这是 Keras 2 的示例。应用小补丁 #7060:

后它可以工作

'''MNIST dataset with TensorFlow TFRecords.

Gets to 99.25% test accuracy after 12 epochs
(there is still a lot of margin for parameter tuning).
'''
import os
import copy
import time

import numpy as np

import tensorflow as tf
from tensorflow.python.ops import data_flow_ops
from keras import backend as K
from keras.models import Model
from keras.layers import Dense
from keras.layers import Dropout
from keras.layers import Flatten
from keras.layers import Input
from keras.layers import Conv2D
from keras.layers import MaxPooling2D
from keras.callbacks import EarlyStopping
from keras.callbacks import TensorBoard
from keras.objectives import categorical_crossentropy
from keras.utils import np_utils
from keras.utils.generic_utils import Progbar
from keras import callbacks as cbks
from keras import optimizers, objectives
from keras import metrics as metrics_module

from keras.datasets import mnist

if K.backend() != 'tensorflow':
    raise RuntimeError('This example can only run with the '
                       'TensorFlow backend for the time being, '
                       'because it requires TFRecords, which '
                       'are not supported on other platforms.')
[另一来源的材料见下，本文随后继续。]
PR #2690, opened 2022-10-17
Page builder blocks v2: variables for other elements

neatbyte-vnobis:
## Changes
Add support of other variable types

Notes:
1) [MediumEditor](https://github.com/webiny/webiny-js/compare/page-builder-blocks-v2...page-builder-blocks-v2-variables-for-other-elements?expand=1#diff-31cbe1d931f4cbfca68a1338baf8fe2ce156bff1c43d5b224291954ff1957949) changes are due to "cached" initial state of the rich text editor (it was stored in scope on initial subscribe, and was not updated after that)
2) I have tried to use a makeComposable for image/imageList components (but I not sure if it worth it, please take a look)
3) I have added a "type" property to the variables (as different elements are storing their element value in different places). And now value is "any" (not "string")
4) I have wrapped right panel inputs with local state (otherwise, on edit in the middle of the string a cursor was jumping to the end of it... do not why, but I have not investigated it deeply)

## How Has This Been Tested?
Manual

## Documentation
None

### DIFF
--- a/packages/app-page-builder/src/blockEditor/config/ElementSettingsTabContentPlugin.tsx
+++ b/packages/app-page-builder/src/blockEditor/config/ElementSettingsTabContentPlugin.tsx
@@ -6,12 +6,14 @@ import ElementNotLinked from "~/blockEditor/components/elementSettingsTab/Elemen
 import VariableSettings from "~/blockEditor/components/elementSettingsTab/VariableSettings";
 import VariablesList from "~/blockEditor/components/elementSettingsTab/VariablesList";
 
+const elementTypes = ["heading", "paragraph", "image", "images-list", "quote", "list", "button"];
+
 export const ElementSettingsTabContentPlugin = createComponentPlugin(
     SidebarActions,
     SidebarActionsWrapper => {
         return function SettingsTabContent({ children, ...props }) {
             const [element] = useActiveElement();
-            const canHaveVariable = element && element.type === "heading";
+            const canHaveVariable = element && elementTypes.some(type => type === element.type);
             const hasVariable = element && element.data?.variableId;
             const isBlock = element && element.type === "block";
 
--- a/packages/app-page-builder/src/blockEditor/config/eventActions/saveBlock/saveBlockAction.ts
+++ b/packages/app-page-builder/src/blockEditor/config/eventActions/saveBlock/saveBlockAction.ts
@@ -30,10 +30,28 @@ const syncBlockVariables = (block: PbElement) => {
         variable: PbBlockVariable
     ) {
         const dataObject = findNestedObj(block.elements, "variableId", variable.id);
+        const isTextVariable =
+            variable.type === "heading" ||
+            variable.type === "paragraph" ||
+            variable.type === "quote" ||
+            variable.type === "list";
 
-        if (dataObject) {
+        if (dataObject && isTextVariable) {
             result.push({ ...variable, value: dataObject?.text?.data?.text });
         }
+        if (dataObject && variable.type === "image") {
+            result.push({ ...variable, value: dataObject?.image?.file });
+        }
+        if (dataObject && variable.type === "images-list") {
+            result.push({ ...variable, value: dataObject?.images });
+        }
+        if (dataObject && variable.type === "button") {
+            result.push({
+                ...variable,
+                value: { label: dataObject?.buttonText, url: dataObject?.action?.href }
+            });
+        }
+
         return result;
     },
     []);
--- a/packages/app-page-builder/src/blockEditor/plugins/elementSettings/CreateVariableAction.ts
+++ b/packages/app-page-builder/src/blockEditor/plugins/elementSettings/CreateVariableAction.ts
@@ -28,6 +28,7 @@ const CreateVariableAction: React.FC<CreateVariableActionPropsType> = ({ childre
                         ...(block.data?.variables || []),
                         {
                             id: element.id,
+                            type: element.type,
                             label: startCase(camelCase(element.type))
                         }
                     ]
--- a/packages/app-page-builder/src/editor/plugins/elementSettings/variable/RichInput.tsx
+++ b/packages/app-page-builder/src/editor/plugins/elementSettings/variable/RichInput.tsx
@@ -1,0 +1,54 @@
+import React, { useState } from "react";
+import styled from "@emotion/styled";
+import { CoreOptions } from "medium-editor";
+import ReactMediumEditor from "~/editor/components/MediumEditor";
+
+const InputWrapper = styled("div")({
+    padding: "20px 16px",
+    backgroundColor: "rgba(212, 212, 212, 0.5)",
+    borderBottom: "1px solid",
+
+    "&:hover": {
+        backgroundColor: "rgba(212, 212, 212, 0.7)"
+    },
+
+    "&>p": {
+        minHeight: "auto",
+        lineHeight: "normal"
+    }
+});
+
+const DEFAULT_EDITOR_OPTIONS: CoreOptions = {
+    toolbar: {
+        buttons: ["bold", "italic", "underline", "anchor"]
+    },
+    anchor: {
+        targetCheckbox: true,
+        targetCheckboxText: "Open in a new tab"
+    }
+};
+
+interface RichInputProps {
+    value: string;
+    onChange: (value: string) => void;
+    onSelect: (value: string) => void;
+    [key: string]: any;
+}
+
+const RichInput: React.FC<RichInputProps> = ({ value, onChange, onSelect }) => {
+    const [initialValue] = useState(value);
+
+    return (
+        <InputWrapper className="webiny-pb-page-element-text">
+            <ReactMediumEditor
+                tag="p"
+                value={initialValue}
+                onChange={onChange}
+                onSelect={onSelect}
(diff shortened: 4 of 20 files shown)


packages/app-page-builder/src/blockEditor/config/ElementSettingsTabContentPlugin.tsx
```diff
@@ -6,12 +6,14 @@ import ElementNotLinked from "~/blockEditor/components/elementSettingsTab/Elemen
 import VariableSettings from "~/blockEditor/components/elementSettingsTab/VariableSettings";
 import VariablesList from "~/blockEditor/components/elementSettingsTab/VariablesList";
 
+const elementTypes = ["heading", "paragraph", "image", "images-list", "quote", "list", "button"];
```
Pavel910, line 9: Once you implement my instructions from the PR comment, with new plugins, you'll be able to fetch this dynamically, from plugins.

packages/app-page-builder/src/blockEditor/config/eventActions/saveBlock/saveBlockAction.ts
```diff
@@ -30,10 +30,28 @@ const syncBlockVariables = (block: PbElement) => {
         variable: PbBlockVariable
     ) {
         const dataObject = findNestedObj(block.elements, "variableId", variable.id);
+        const isTextVariable =
```
Pavel910, line 33: Same as the previous comment, once we have individual plugins in place, you'll be able to call those plugins to return a value you need from them, without hardcoding this logic here.

packages/app-page-builder/src/blockEditor/plugins/elementSettings/CreateVariableAction.ts
```diff
@@ -28,6 +28,7 @@ const CreateVariableAction: React.FC<CreateVariableActionPropsType> = ({ childre
                         ...(block.data?.variables || []),
                         {
                             id: element.id,
+                            type: element.type,
```
Pavel910, line 31: Continuing the theme here :)
This entire section will be used via `variablePlugin.createVariables({ element })`.

packages/app-page-builder/src/editor/plugins/elementSettings/variable/RichInput.tsx
```diff
@@ -0,0 +1,54 @@
...
+                value={initialValue}
+                onChange={onChange}
+                onSelect={onSelect}
+                options={DEFAULT_EDITOR_OPTIONS}
+            />
+        </InputWrapper>
+    );
+};
+
+export default RichInput;
```
Pavel910, line 54: There's a better mechanism for this, but let's leave this like this for the time being, until we sort out individual element variable plugins.

packages/app-page-builder/src/editor/plugins/elementSettings/variable/TextInput.tsx
```diff
@@ -0,0 +1,33 @@
...
+            onChange={value => {
+                onChange(value);
+                setLocalValue(value);
+            }}
+            onBlur={onBlur}
+        />
+    );
+};
+
+export default TextInput;
```
Pavel910, line 33: Same as the previous comment; we'll improve this down the road, for now let's leave it as is.

packages/app-page-builder/src/editor/plugins/elementSettings/variable/VariableSettings.tsx
```diff
@@ -1,32 +1,56 @@
...
+});
+
+const textToBlockQuote = (text: string) => {
+    return `<blockquote><q>${text}</q></blockquote>`;
+};
+
+const blockQuoteToText = (text: string) => {
+    return text.replace("<blockquote><q>", "").replace("</q></blockquote>", "");
+};
+
```
Pavel910, line 37: This entire file needs to be refactored to use the new plugins that I described in the PR comment section. That way we'll achieve a complete separation of concerns here, and won't need to mix different element handling logic in this component.

packages/app-page-builder/src/editor/plugins/elementSettings/variable/VariableSettings.tsx
```diff
@@ -52,17 +76,68 @@ const VariableSettings: React.FC = () => {
...
+                                label="URL"
+                                value={variable?.value?.url}
+                                onChange={value =>
+                                    onChange({ ...variable.value, url: value }, variable.id)
+                                }
+                                onBlur={onBlur}
+                            />
+                        </div>
+                    )}
+                </div>
```
Pavel910, line 138: Refactor this to look up the appropriate variable plugin using the `element.type`, and call `variablePlugin.renderVariables()` to handle individual element independently.

packages/app-page-builder/src/editor/plugins/elementSettings/variable/VariableSettings.tsx
```diff
@@ -1,32 +1,56 @@
...
+    return text.replace("<blockquote><q>", "").replace("</q></blockquote>", "");
+};
+
 const VariableSettings: React.FC = () => {
     const [element] = useActiveElement();
     const updateElement = useUpdateElement();
 
     const onChange = useCallback(
-        (value: string, variableId: string) => {
+        (value: any, variableId: string, history = false) => {
```
Pavel910, line 43: Extract this into a hook, like `useVariableOnChange` which you can then use in each individual element variable plugin.

packages/app-page-builder/src/editor/plugins/elements/imagesList/ImagesList.tsx
```diff
@@ -30,4 +27,9 @@ const ImagesList: React.FC<ImagesListProps> = ({ data }) => {
     return <ListComponent data={images} theme={theme} />;
 };
 
-export default React.memo(ImagesList);
+export default makeComposable(
```
Pavel910, line 30: To answer your question about `makeComposable`, it doesn't hurt. It's great to see you're utilizing the built-in tools 👍 Let's keep this and see if this is the right approach in this situation.

packages/app-page-builder/src/types.ts
```diff
@@ -208,8 +208,9 @@ export interface PbElement {
 
 export interface PbBlockVariable {
     id: string;
+    type: string;
     label: string;
-    value?: string;
+    value?: any;
 }
```
Pavel910, line 214: It's probably a good idea to make this interface generic, so you can use the default interface where the variable type is unknown, but use a concrete data type within the rendering logic:

```ts
export interface PbBlockVariable<TValue = any> {
    id: string;
    type: string;
    label: string;
    value?: TValue;
}
```

Then you can use it like this:

```ts
type ButtonVariable = {
  label: string;
  url: string;
}

const variable: PbBlockVariable<ButtonVariable> = element.whatever;

// variable.value.label & variable.value.url are now properly typed and provide autocomplete.
```

Pavel910 (changes requested):
@neatbyte-vnobis Did a thorough review of the entire PR, and we'll not rush with this one, as there are things to address on an architectural level here, which will make the code nicer, and the logic more decoupled and pluginable.

---

My thinking goes like this. We need to create 2 plugin types:

```ts
/**
 * This plugin is responsible for handling the "create variable" event, when a user wants to create a
 * variable for the selected element of type `elementType`. Elements can support multiple variables, depending on the
 * complexity of their settings, so we need to return an array of PbBlockVariable from the `create` callback.
 *
 * Example: `button` element has a `label` and a `URL`, so it will create 2 variables.
 *
 * Hint: to group variables per element, we can use a dot notation for variable id: `hoEX06c7Xn.label` and `hoEX06c7Xn.url`
 */
export type PbBlockEditorCreateVariablePlugin = Plugin & {
    type: "pb-block-editor-create-variable";
    elementType: string;
    createVariables: (params: { element: PbEditorElement }) => PbBlockVariable[];
};

/**
 * This plugin is responsible for rendering of element variables  of type `elementType`.
 * Example: `button` element will result in 2 inputs being rendered by the `render` callback (label and URL).
 * No parameters are necessary here, as you can always access the active element using hooks.
 */
export type PbEditorPageElementVariableRendererPlugin = Plugin & {
    type: "pb-editor-page-element-variable-renderer";
    elementType: string;
    // If needed for value transformation before the API call.
    getVariableValue(): any; 
    renderVariables: () => ReactNode;
};
```

Please read the code comments before continuing reading.

I intentionally made `createVariables` return an array of variables, since you mentioned that a user might be able to  delete default presets of values when you create a variable set for an element. If you don't need this, convert it to a single variable instead.

The idea is to have a variable plugin for every type of element that needs to support variables. This way we avoid hardcoding of element types, conditional logic, etc. everywhere in the system. Also, this makes it possible for developers to create their own variable plugins for their own custom elements.

I also left several related comments in the actual PR review, so this description should make it all pretty clear. If not, feel free to get in touch.

The location of `PbEditorPageElementVariableRendererPlugin` plugins:
CleanShot 2022-10-17 at 18 38 34

For `PbBlockEditorCreateVariablePlugin`, create a folder in the `blockEditor/plugins` folder.

To import/register those plugins, use the approach used in the `app-i18n` package: `packages/app-i18n/src/I18N.tsx:22`

neatbyte-vnobis:
Refactoring was done in pull https://github.com/webiny/webiny-js/pull/2734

def images_to_tfrecord(images, labels, filename):
    def _int64_feature(value):
        return tf.train.Feature(int64_list=tf.train.Int64List(value=[value]))
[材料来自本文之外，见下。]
PR #2734, opened 2022-10-25
feat: refactored Block Variables with plugins usage

neatbyte-vnobis:
## Changes
Refactor Block Variables to use plugin approach

Note:
1. Maybe plugins related to variables should be loaded like here `packages/app-page-builder/src/admin/components/EditorPluginsLoader.tsx`?

## How Has This Been Tested?
Manual

## Documentation
None

### DIFF
--- a/packages/app-page-builder/src/editor/plugins/elementSettings/variable/MultipleImageVariableInput.tsx
+++ b/packages/app-page-builder/src/editor/plugins/elementSettings/variable/MultipleImageVariableInput.tsx
@@ -1,0 +1,89 @@
+import React from "react";
+import { css } from "emotion";
+/**
+ * Package react-sortable does not have types.
+ */
+// @ts-ignore
+import { sortable } from "react-sortable";
+import { cloneDeep } from "lodash";
+import { FileManager } from "@webiny/app-admin/components";
+import File from "~/editor/plugins/elements/imagesList/File";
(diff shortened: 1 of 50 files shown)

    def _bytes_feature(value):
        return tf.train.Feature(bytes_list=tf.train.BytesList(value=[value]))

    """ Save data into TFRecord """
    if not os.path.isfile(filename):
        num_examples = images.shape[0]

        rows = images.shape[1]
        cols = images.shape[2]
        depth = images.shape[3]

        print('Writing', filename)
        writer = tf.python_io.TFRecordWriter(filename)
        for index in range(num_examples):
            image_raw = images[index].tostring()
            example = tf.train.Example(features=tf.train.Features(feature={
                'height': _int64_feature(rows),
                'width': _int64_feature(cols),
                'depth': _int64_feature(depth),
                'label': _int64_feature(int(labels[index])),
                'image_raw': _bytes_feature(image_raw)}))
            writer.write(example.SerializeToString())
        writer.close()
    else:
        print('tfrecord %s already exists' % filename)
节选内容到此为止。